Problem to work on:
For each line in the data below that holds "directly", return a copy.

------------------------------------------------

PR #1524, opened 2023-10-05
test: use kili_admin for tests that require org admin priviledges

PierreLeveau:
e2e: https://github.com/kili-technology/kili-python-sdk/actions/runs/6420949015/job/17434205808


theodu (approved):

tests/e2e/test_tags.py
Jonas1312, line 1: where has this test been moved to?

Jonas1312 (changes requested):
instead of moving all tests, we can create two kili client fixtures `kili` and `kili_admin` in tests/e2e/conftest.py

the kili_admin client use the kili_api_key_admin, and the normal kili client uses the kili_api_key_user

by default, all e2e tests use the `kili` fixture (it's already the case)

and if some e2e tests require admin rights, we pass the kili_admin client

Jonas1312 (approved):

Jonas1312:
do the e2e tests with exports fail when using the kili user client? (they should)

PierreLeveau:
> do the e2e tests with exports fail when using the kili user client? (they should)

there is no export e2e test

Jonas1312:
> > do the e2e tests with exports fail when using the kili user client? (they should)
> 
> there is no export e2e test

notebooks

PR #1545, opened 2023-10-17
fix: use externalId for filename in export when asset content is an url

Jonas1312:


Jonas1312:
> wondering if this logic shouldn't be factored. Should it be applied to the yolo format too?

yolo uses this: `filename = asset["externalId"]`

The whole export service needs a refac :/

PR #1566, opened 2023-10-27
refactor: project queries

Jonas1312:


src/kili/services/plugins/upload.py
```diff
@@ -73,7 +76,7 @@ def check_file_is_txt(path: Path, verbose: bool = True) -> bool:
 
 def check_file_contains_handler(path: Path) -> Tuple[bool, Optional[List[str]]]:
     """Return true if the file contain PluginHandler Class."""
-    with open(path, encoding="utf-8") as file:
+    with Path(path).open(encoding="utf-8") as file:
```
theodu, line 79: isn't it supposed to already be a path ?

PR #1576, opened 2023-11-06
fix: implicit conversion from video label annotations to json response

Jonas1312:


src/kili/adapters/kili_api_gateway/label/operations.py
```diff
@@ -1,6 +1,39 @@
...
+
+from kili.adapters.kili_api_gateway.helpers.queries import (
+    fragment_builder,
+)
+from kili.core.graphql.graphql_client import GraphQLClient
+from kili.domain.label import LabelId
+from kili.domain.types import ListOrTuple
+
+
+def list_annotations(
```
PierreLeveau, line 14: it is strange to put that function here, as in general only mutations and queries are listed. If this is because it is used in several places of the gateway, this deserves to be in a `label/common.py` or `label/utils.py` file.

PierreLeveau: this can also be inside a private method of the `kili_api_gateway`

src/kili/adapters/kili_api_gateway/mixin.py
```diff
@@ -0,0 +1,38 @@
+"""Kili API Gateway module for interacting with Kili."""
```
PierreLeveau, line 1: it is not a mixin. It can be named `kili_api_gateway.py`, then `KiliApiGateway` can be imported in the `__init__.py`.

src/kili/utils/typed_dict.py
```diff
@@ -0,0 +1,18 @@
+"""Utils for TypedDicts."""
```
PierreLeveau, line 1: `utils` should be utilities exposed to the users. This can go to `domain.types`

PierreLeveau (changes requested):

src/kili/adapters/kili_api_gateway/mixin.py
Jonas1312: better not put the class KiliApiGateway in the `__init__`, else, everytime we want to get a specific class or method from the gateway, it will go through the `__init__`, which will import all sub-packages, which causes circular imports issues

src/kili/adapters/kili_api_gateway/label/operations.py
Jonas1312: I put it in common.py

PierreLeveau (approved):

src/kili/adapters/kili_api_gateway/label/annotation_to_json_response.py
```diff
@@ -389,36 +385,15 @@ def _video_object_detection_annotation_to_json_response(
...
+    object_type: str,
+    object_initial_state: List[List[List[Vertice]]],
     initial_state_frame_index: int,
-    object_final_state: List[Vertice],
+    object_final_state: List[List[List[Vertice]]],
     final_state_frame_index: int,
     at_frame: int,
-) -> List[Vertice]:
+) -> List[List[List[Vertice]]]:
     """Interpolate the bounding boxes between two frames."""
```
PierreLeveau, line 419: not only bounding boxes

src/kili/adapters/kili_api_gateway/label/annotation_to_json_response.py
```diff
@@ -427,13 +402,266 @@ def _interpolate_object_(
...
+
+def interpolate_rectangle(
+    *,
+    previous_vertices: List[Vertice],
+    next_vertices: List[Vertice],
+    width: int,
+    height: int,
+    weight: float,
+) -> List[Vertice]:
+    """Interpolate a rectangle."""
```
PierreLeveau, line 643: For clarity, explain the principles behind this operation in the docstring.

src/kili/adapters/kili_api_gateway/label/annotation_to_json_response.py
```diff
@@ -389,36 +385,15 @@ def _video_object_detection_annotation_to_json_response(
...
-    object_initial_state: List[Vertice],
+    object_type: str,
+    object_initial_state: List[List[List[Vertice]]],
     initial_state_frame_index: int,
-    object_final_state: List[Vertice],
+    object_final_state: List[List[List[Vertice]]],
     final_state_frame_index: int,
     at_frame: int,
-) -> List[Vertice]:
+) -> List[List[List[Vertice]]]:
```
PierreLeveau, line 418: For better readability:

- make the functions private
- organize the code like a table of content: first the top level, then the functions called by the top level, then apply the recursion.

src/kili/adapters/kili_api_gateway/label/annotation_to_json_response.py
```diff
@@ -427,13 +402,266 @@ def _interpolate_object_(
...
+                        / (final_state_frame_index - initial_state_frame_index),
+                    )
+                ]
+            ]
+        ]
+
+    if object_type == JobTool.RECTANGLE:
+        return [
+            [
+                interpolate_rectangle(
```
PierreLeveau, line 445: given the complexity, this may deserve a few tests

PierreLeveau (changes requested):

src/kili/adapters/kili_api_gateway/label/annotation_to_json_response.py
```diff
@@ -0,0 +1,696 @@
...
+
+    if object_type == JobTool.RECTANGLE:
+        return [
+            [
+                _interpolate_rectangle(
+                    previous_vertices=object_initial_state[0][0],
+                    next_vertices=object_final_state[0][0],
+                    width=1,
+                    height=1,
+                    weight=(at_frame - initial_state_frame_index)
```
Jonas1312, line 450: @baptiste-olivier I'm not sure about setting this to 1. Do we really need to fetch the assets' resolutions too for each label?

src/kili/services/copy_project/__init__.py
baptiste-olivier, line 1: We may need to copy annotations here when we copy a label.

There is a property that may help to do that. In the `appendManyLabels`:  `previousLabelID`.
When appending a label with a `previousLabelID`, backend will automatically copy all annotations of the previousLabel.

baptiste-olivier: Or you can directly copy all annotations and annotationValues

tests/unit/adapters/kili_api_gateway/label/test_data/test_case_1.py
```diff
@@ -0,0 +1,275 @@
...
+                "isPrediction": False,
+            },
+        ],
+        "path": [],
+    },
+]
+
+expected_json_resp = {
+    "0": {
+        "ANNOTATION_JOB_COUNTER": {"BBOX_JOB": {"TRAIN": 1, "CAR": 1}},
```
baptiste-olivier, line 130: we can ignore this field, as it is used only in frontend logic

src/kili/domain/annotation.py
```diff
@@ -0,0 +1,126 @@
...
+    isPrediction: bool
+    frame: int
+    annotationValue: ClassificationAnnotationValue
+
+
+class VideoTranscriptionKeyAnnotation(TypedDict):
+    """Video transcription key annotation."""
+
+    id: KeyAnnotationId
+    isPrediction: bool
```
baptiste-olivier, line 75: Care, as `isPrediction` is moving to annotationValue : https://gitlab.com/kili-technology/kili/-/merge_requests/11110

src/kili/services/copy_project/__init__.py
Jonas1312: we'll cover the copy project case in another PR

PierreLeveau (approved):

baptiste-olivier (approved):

------------------------------------------------

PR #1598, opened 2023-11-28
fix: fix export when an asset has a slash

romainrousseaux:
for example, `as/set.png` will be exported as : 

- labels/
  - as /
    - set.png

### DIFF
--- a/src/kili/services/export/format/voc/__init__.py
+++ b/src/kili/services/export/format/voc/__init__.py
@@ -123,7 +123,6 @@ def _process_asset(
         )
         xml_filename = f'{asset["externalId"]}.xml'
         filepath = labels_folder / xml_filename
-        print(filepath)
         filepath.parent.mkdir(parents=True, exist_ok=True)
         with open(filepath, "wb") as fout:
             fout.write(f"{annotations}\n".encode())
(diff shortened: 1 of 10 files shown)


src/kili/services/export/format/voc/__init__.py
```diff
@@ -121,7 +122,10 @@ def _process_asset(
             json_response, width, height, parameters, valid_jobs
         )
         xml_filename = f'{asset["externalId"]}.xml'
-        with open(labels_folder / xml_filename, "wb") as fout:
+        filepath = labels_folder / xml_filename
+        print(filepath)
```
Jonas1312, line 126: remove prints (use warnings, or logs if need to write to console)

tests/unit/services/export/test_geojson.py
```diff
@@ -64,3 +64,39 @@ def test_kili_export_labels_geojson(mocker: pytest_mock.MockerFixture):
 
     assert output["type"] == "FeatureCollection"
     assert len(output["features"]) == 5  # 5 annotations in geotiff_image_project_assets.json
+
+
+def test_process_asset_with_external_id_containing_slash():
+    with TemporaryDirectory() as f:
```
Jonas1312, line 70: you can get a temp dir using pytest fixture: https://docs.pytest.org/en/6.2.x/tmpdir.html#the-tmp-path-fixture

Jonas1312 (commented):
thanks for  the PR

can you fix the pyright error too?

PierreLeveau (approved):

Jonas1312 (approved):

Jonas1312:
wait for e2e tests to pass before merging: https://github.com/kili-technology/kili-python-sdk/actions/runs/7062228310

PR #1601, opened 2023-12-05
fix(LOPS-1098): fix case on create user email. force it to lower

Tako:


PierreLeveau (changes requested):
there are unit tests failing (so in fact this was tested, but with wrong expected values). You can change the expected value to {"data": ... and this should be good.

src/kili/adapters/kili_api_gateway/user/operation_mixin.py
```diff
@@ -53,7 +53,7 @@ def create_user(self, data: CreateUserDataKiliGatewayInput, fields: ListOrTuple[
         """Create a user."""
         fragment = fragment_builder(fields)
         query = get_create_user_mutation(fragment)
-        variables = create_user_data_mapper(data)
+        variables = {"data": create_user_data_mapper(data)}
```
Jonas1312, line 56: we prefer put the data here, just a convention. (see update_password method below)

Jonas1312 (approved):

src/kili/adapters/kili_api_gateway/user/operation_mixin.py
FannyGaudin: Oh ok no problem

------------------------------------------------

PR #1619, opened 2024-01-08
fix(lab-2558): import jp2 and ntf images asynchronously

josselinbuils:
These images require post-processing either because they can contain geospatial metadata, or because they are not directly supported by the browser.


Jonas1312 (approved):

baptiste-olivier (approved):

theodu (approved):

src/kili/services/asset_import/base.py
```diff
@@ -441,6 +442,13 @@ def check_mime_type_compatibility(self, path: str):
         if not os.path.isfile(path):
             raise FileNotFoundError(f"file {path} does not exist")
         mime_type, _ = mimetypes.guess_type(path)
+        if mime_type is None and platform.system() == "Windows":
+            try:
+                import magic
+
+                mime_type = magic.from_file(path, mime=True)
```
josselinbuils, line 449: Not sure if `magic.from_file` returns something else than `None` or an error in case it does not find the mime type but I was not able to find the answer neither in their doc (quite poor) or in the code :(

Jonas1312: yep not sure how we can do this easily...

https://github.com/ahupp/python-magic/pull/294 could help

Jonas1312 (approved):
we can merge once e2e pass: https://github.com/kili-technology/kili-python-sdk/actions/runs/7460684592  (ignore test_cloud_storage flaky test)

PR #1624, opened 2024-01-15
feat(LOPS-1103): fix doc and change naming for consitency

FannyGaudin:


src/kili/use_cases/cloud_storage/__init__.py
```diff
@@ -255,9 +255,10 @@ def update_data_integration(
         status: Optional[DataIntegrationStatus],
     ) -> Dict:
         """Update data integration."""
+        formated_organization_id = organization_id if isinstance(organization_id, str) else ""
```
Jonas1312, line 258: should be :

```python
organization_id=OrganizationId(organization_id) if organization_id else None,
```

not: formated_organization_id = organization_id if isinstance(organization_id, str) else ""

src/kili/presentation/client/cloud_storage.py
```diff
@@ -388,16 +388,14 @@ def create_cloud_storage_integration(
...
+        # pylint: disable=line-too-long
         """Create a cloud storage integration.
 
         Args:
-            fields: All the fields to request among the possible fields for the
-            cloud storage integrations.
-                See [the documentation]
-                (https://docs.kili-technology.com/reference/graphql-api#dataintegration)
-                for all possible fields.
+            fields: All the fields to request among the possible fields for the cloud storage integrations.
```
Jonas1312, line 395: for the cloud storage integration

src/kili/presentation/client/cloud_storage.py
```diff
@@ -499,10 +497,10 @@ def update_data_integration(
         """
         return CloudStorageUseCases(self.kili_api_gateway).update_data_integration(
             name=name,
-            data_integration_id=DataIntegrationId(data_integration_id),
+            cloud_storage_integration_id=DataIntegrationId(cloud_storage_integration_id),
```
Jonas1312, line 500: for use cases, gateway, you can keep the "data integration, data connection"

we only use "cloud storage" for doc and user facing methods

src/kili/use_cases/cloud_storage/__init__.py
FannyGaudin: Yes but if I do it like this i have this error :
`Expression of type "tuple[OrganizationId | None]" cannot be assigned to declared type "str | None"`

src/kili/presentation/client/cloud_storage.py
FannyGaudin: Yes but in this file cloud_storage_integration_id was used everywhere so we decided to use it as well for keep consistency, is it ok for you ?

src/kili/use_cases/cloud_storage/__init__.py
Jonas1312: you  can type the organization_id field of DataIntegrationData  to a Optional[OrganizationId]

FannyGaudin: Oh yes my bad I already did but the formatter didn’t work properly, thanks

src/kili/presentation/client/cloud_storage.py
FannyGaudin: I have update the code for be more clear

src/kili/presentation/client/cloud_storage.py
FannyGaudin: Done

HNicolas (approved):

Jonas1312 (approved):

------------------------------------------------

Your solution:
baptiste-olivier: Or you can directly copy all annotations and annotationValues
These images require post-processing either because they can contain geospatial metadata, or because they are not directly supported by the browser.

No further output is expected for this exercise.